Consequently, by (2.4) in Lemma 2.2, we obtain

$$\begin{aligned} \Big |T_{x_0}\Big (\frac{D^3g(0)(x_{0}^3)}{3!}\Big )-\frac{1}{1-\alpha }\Big [T_{x_0}\Big (\frac{D^2g(0)(x_{0}^2)}{2!}\Big )\Big ]^2\Big |\le 2(1-\alpha ). \end{aligned}$$

From Lemma 2.3, we conclude that

$$\begin{aligned} \frac{D^2g(0)(x_{0}^2)}{2!}= & {} -\frac{D^2f(0)(x_{0}^2)}{2!},\\ \frac{D^3g(0)(x_{0}^3)}{3!}= & {} -2\frac{D^3f(0)(x_{0}^3)}{3!}+2\frac{D^2f(0)}{2!}\Big (x_0,\frac{D^2f(0)(x_{0}^2)}{2!}\Big ), \end{aligned}$$

that is

$$\begin{aligned}&\left| 2T_{x_0}\left( \frac{D^3f(0)(x_{0}^3)}{3!}\right) -2T_{x_0}\left( \frac{D^2f(0)}{2!}\left( x_0,\frac{D^2f(0)(x_{0}^2)}{2!}\right) \right) +\frac{\left[ T_{x_0}\left( \frac{D^2f(0)(x_{0}^2)}{2!}\right) \right] ^2}{1-\alpha }\right| \\&\quad \leqslant 2(1-\alpha ), \forall x_0\in \partial B, \end{aligned}$$

For \(x_0=\frac{x}{\Vert x\Vert }\), so we have \(T_x(\cdot )=T_{x_0}(\cdot )\).

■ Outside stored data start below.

Issue #158, opened 2017-05-03
HMAC length in onion reply mismatch between spec and test vectors


cdecker:
I'm currently integrating the onion reply into our client and I stumbled across an inconsistency between the spec and the test vectors. The spec says we ought to use 32 byte untruncated HMACs in the reply, while the test vectors are using 20 byte truncated HMACs.

How do we resolve this inconsistency? Shall we use the truncated ones or the full HMACs? I'd prefer using the non-truncated ones since that matches all the other HMACs in the spec, and we removed the truncated ones everywhere else.

sstone:
Ah yes sorry I generated the test vectors with 20 bytes MACs and did not update them. I agree that it makes sense to use 32 bytes HMAC there and I've opened a pull request. to fix them.

cdecker:
Perfect, thanks @sstone, funny that we implemented it the same way :wink:

cdecker:
Seems that was rather easy to fix, @Roasbeef I'd also like some feedback from you guys on this so that all participating implementations have signed this off before merging ^^

Roasbeef:
+1 for using 32 bytes HMACs uniformly.

cdecker:
Perfect, the PR is already merged so closing this, thanks gentlemen :wink:

PR #159, opened 2017-05-03
BOLT4: fix onion reply test vectors (see #158)

sstone:


cdecker:
Thanks @sstone, just checked the test vectors and they match. :+1:

PR #163, opened 2017-05-09
Backticks underscores and typos

### LINKED ISSUE #141: Underscores, dashes and backticks.
We should make all fields consistent: I initially used - instead of _ because _ causes _emphasis_ in markdown.  But since we're supposed to surround all references with `` we should be OK.

Currently we have a nasty mix; I prefer _ because I can use those names exactly in the source code.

Thus we obtain

$$\begin{aligned}&\left| 2T_x\left( \frac{D^3f(0)}{3!}\left( \frac{x^3}{\Vert x\Vert ^3}\right) \right) -2T_x\left( \frac{D^2f(0)}{2!}\left( \frac{x}{\Vert x\Vert }, \frac{D^2f(0)}{2!}\left( \frac{x^2}{\Vert x\Vert ^2}\right) \right) \right) \right. \\&\left. \quad +\,\frac{\left[ T_x\left( \frac{D^2f(0)}{2!}\left( \frac{x^2}{\Vert x\Vert ^2}\right) \right) \right] ^2}{1-\alpha }\right| \\&\quad \leqslant 2(1-\alpha ), \forall x\in B, \end{aligned}$$

that is,

$$\begin{aligned}&\left| 2T_x\left( \frac{D^3f(0)(x^3)}{3!}\right) \Vert x\Vert -2T_x\left( \frac{D^2f(0)}{2!}\left( x,\frac{D^2f(0)(x^2)}{2!}\right) \right) \Vert x\Vert \right. \\&\quad \qquad +\left. \,\frac{\left[ T_x\left( \frac{D^2f(0)(x^2)}{2!}\right) \right] ^2}{1-\alpha }\right| \\&\qquad \leqslant 2(1-\alpha )\Vert x\Vert ^4, \forall x\in B. \end{aligned}$$

Finally, it is not difficult to check that the function

$$\begin{aligned} f_1(x)=\left\{ \begin{array}{lll} \frac{x}{(1-(1-2\alpha )T_u(x))^{\frac{2(1-\alpha )}{1-2\alpha }}},&{}\quad \alpha \in [0,1)\backslash \left\{ \frac{1}{2}\right\} ,\\ xe^{T_u(x)}, &{}\quad \alpha =\frac{1}{2} \end{array} \right. \end{aligned}$$

satisfies the hypothesis of Theorem 3.1, where \(u\in \partial B\). We set \(x=ru, \Vert u\Vert =1, 0\le r<1\). By direct computation, we obtain that

$$\begin{aligned}&\left| 2T_x\left( \frac{D^3f(0)(x^3)}{3!}\right) \Vert x\Vert -2T_x\left( \frac{D^2f(0)}{2!}\left( x,\frac{D^2f(0)(x^2)}{2!}\right) \right) \Vert x\Vert \right. \\&\quad \left. +\,\frac{\left[ T_x\left( \frac{D^2f(0)(x^2)}{2!}\right) \right] ^2}{1-\alpha }\right| = 2(1-\alpha )\Vert r\Vert ^4. \end{aligned}$$

Hence, the inequality in Theorem 3.1 is sharp.\(\square \)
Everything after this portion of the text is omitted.